Usually this is used to make buildings and cities easier to navigate. Slightly more complex associations can be done on a culture dependent basis. National symbolism was used to create associations with nationalism. In neoclassical architecture, architecture created associations with academic and political traditions going back to antiquity. Ancient kings ornamented their palaces to mark their status. Sheer scale has been used since ancient times to send a message about the relative importance between you and the owner of the building.

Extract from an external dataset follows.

Issue #4864, opened 2025-04-29
Patch files for extensions are not copied to the easybuild or reprod directory


casparvl:
We're trying to reinstall a stack for a different architecture, based on things in the `easybuild` and `easybuild/reprod` directories. However, for `SciPy-Bundle`, we ran into an issue. The original build was done using EasyBuild 4.9.4 and an EasyStack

In all cases the visual cues simply trigger an already existing association. They do not create, program, or input anything to the minds of people that is not already there.

That said more often a specific association is triggered the stronger it is. And the mind, by itself will create associations with close by things. If you preach in a church with architecture that evokes associations with sanctity, your words will be remembered as more authoritative. Filling your capital with buildings evoking nationalism will make the people more responsive to nationalistic ideology. Impressive buildings will make your government seem more powerful.

So if you actually target a specific person that you know well and he has strong associations to some murders that you know of... why not? If your architecture has something he associates with the brutal murder of a petite blonde woman in the area where he interacts with a petite blonde woman then if the association is strong enough he will think about the woman getting brutally murdered. Our minds are constantly creating such spurious associations. That is where superstitions come from. And, unfortunately for your scenario and fortunately for mankind, why we are usually so good at dismissing and ignoring such associations.

So I really think it would require something special in the background of the target that would make him vulnerable that you could reinforce with external cues. And if you know them well enough to know their issues, you probably occasionally talk with them and can simply use verbal cues Iago style to mess with their minds. People generally respond much stronger to people they talk with than buildings they are in. Also using physical cues in the environment would help, I guess. But they would also add cost and risk of getting caught.

Realistically, you would use verbal cues to make the target... wonder about their violent impulses... see themselves as potential killer... wonder about whether they would like killing a person in specific way... see themselves as a killer who hasn't killed... see themselves as a brutal monster that is held in check. Then give them a push. That is what friends are for, after all. Go on, help your friend be all he can be.